Change chat.compaction.mode in moltis.toml (or the web UI settings panel) to pick a different compaction strategy.

Once you know the setting exists, this becomes noise. Set:

[chat.compaction]
show_settings_hint = false

The mode and token counts still ship with every compaction notice — only the footer is stripped.

All fields are optional. When a field is omitted the default shown above is used. deterministic mode ignores every field except mode and threshold_percent.

Picking a threshold

threshold_percent serves two related purposes:

  1. Auto-compact trigger. When the estimated next request would exceed threshold_percent × context_window tokens, send() fires a compaction pre-emptively. On a 200 K model with the default 0.95, compaction starts when the session reaches 190 K tokens. (The default matches the pre-PR-#653 hardcoded trigger so upgrades are behaviour-neutral.)
  2. Tail-budget multiplier. For recency_preserving and structured modes, the size of the verbatim tail is threshold_percent × tail_budget_ratio × context_window. With the defaults that’s 200 K × 0.95 × 0.20 = 38 K tokens of tail preserved.

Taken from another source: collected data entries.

Issue #480, opened 2017-06-12
Default station "Theresienstraße" does not show any results


xsrf:
## Steps to Reproduce

1. Install TCA
2. Be around main campus
3. Item "Theresienstraße" should show up on the main screen by default
4. Tap on "Theresienstraße"

OR

1. Tap "Menu"
2. Tap "MVV"
3. Search "Theresienstraße"
4. Tap "München, Theresien"

## Expected Result

See trains departing Theresienstraße

## Actual Result

Blank screen

## Problem

No results are shown. Looks like "ß" is a really bad character ...

## Suggested Enhancement :sparkles:

Handle "ß" properly

### Environment
* Phone: Nexus 5X
* OS: Android 7.1.2
* TUMOnline App: v1.4.8
* Language: de

pfent:
Should actually have been fixed with #528, is it not?

kordianbruck:
@pfent nope, there is even an ToDo in the code :stuck_out_tongue:

PR #754, opened 2018-04-05
Fix transportation manager not finding station

kordianbruck:
## Issue
This fixes the following issue(s): #480 

## Screenshot
screenshot_20180405-142218

It just works


app/src/main/java/de/tum/in/tumcampusapp/component/other/locations/LocationManager.java
```diff
@@ -59,13 +60,18 @@
     };
     private static final StationResult[] DEFAULT_CAMPUS_STATION = {
             new StationResult("Garching-Forschungszentrum", "1000460", Integer.MAX_VALUE),
+            new StationResult("Garching-Technische Universität", "1002070", Integer.MAX_VALUE),
```
jacqueline8711: It seems like this causes an issue because the indices don't line up anymore. For me it shows 'Weihenstephan' although I am at 'Stammgelände' which has index 4 in the array CAMPUS_SHORT. In this array on index 4 ist 'Weihenstephan'

pfent: :man_facepalming: 
We should probably use a map or something, so we don't need to throw indices around?

kordianbruck: Not as easy, as you would have to map the relationsships somehow using IDs or something. Feel free to suggest a better way @pfent

pfent:
@kordianbruck have a look

Issue #742, opened 2018-03-16
Rework Wizard / App Setup


kordianbruck:
We want to make onboardinf for new users easier. In order to do that, we want to make the Wizard optional and less blocky.
The following should be implemented:

- [ ] Directly start into the App, don't show the wizard before first load
- [ ] Hide menu entries, that require the TUM token (Should already be the case with a boolean flag)
- [ ] When not logged in, show a 'Login to TUM' menu entry, that will start the wizard with the existing three step proccess
- [ ] Add a card, that is shown on the very top after installing, that additionally prompts / asks the user to login / activate the token

jacqueline8711:
- [ ] show the benefits of logging into tum (e.g. in wizard below the tum id text field)

PR #755, opened 2018-04-05
Modified App Setup

jacqueline8711:
## Issue

This fixes the following issue(s): #742 

## Screenshot
screenshot_20180405-143638
screenshot_20180405-143642
screenshot_20180405-150246

Easier/faster for users who don't want or can't log into TUMonline or for those that just don't want to enable the Token on the go


app/src/main/java/de/tum/in/tumcampusapp/component/ui/onboarding/LoginPromtCard.java
```diff
@@ -0,0 +1,61 @@
...
+import android.view.ViewGroup;
+
+import de.tum.in.tumcampusapp.R;
+import de.tum.in.tumcampusapp.component.ui.overview.CardManager;
+import de.tum.in.tumcampusapp.component.ui.overview.card.Card;
+import de.tum.in.tumcampusapp.utils.Const;
+import de.tum.in.tumcampusapp.utils.Utils;
+
+/**
+ * Card that describes how to dismiss a card
```
pfent: Nope, that's not what that card does :)

Maybe add the reasoning from #742 here?

app/src/main/java/de/tum/in/tumcampusapp/component/ui/onboarding/StartupActivity.java
```diff
@@ -88,37 +87,6 @@ private void init() {
...
-        // For compatibility reasons: big update happened with version 35
-        int prevVersion = Utils.getSettingInt(this, Const.APP_VERSION, 35);
-
-        // get current app version
-        int currentVersion = Utils.getAppVersion(this);
-        boolean newVersion = prevVersion < currentVersion;
-        if (newVersion) {
-            this.setupNewVersion();
-            Utils.setSetting(this, Const.APP_VERSION, currentVersion);
-        }
```
pfent: what happened to `setupNewVersion()`?
I think we can either completely remove it then?

app/src/main/java/de/tum/in/tumcampusapp/component/ui/onboarding/WizNavCheckTokenActivity.java
```diff
@@ -33,22 +33,9 @@ public void onCreate(Bundle savedInstanceState) {
...
-
-    /**
-     * If back key is pressed start previous activity.
-     */
-    @Override
-    public void onBackPressed() {
-        finish();
-        startActivity(new Intent(this, WizNavStartActivity.class));
-        overridePendingTransition(R.anim.fadein, R.anim.fadeout);
+    public void onBackPressed(){
```
pfent: I think this is missing an `@Override`

app/src/main/java/de/tum/in/tumcampusapp/component/ui/onboarding/StartupActivity.java
jacqueline8711: I'm not really sure, we probably can. What do you think @kordianbruck ?

kordianbruck: We can probably get rid of that as well. Just a question of if we already want to skip resetting the DB. I had to trigger a destructive migration for the current 1.5.6 release, as we were getting many crash reports from users.

PR #759, opened 2018-04-05
Add our stylish background to the main screen

kordianbruck:
screenshot_20180405-173347


kordianbruck:
Or is it 'too loud'?

pfent:
maybe add something like
```xml
android:alpha="0.5"
```
so it is a little bit more subtle. What do you think?

kordianbruck:
screenshot_20180406-020442

better?

PR #766, opened 2018-04-11
bugfix permission calendar

jacqueline8711:
## Issue
CalendarActivity.java line 281
Fatal Exception: java.lang.IllegalArgumentException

Both uses move together: lowering threshold_percent compacts earlier and shrinks the preserved tail, which is usually what you want on a tight context window.

  • Lower values (≈ 0.5) compact more aggressively and leave more headroom for a new burst of tool calls.
  • Higher values (≈ 0.9) delay compaction as long as possible but risk blowing through the window on a single large tool result. The config validator clamps the effective value to 0.95 as an upper bound so auto-compact can’t be accidentally disabled.

Manual chat.compact RPC calls ignore threshold_percent for the trigger check and compact whatever’s there, but still use it for the tail-budget math inside recency-preserving and structured modes.

Picking a summary model

⚠️ summary_model / max_summary_tokens are reserved for a follow-up — beads issue moltis-8me. They’re present in the config schema so you can start setting them today, but the structured and llm_replace strategies currently ignore them and always use the session’s primary provider. Setting either field to a non-default value triggers a one-shot runtime WARN that names the fields and the tracking issue so you’re not billed for the wrong model without warning.

When the auxiliary-model subsystem lands, summary_model will take a provider-qualified model identifier understood by the provider registry (e.g. "openrouter/google/gemini-2.5-flash", "anthropic/claude-3-5-haiku-20241022"). Leave it unset to reuse the session’s primary model.

Small fast models are usually the right choice for compaction: they’re cheap, respond in seconds, and are good at instruction-following on a structured template. Reserve the frontier model for the actual coding work.

Migration notes

Upgrading from a pre-PR-#653 install? The default changed from implicit LLM compaction to deterministic. If you want the old behaviour back, set:

[chat.compaction]
mode = "llm_replace"

No other changes needed — llm_replace uses the session’s primary model just like the pre-PR behaviour did.

Tracking issues

  • Epic: moltis-dxw — pluggable compaction modes
  • moltis-g37 — config scaffolding, docs, llm_replace mode ✓
  • moltis-h0crecency_preserving mode ✓
  • moltis-affstructured mode ✓
  • moltis-8me — auxiliary-model subsystem for cheap summary models (follow-up, lets users route compaction to a cheap auxiliary model instead of the session’s primary model)

Further reading

  • hermes-agent/agent/context_compressor.py — reference implementation of the head + LLM summary + tail strategy that inspired structured mode.
  • openclaw/src/agents/compaction.ts + pi-hooks/compaction-safeguard.ts — LLM compaction with quality auditing and tool-pair repair.
  • crates/chat/src/compaction.rs — current deterministic mode implementation.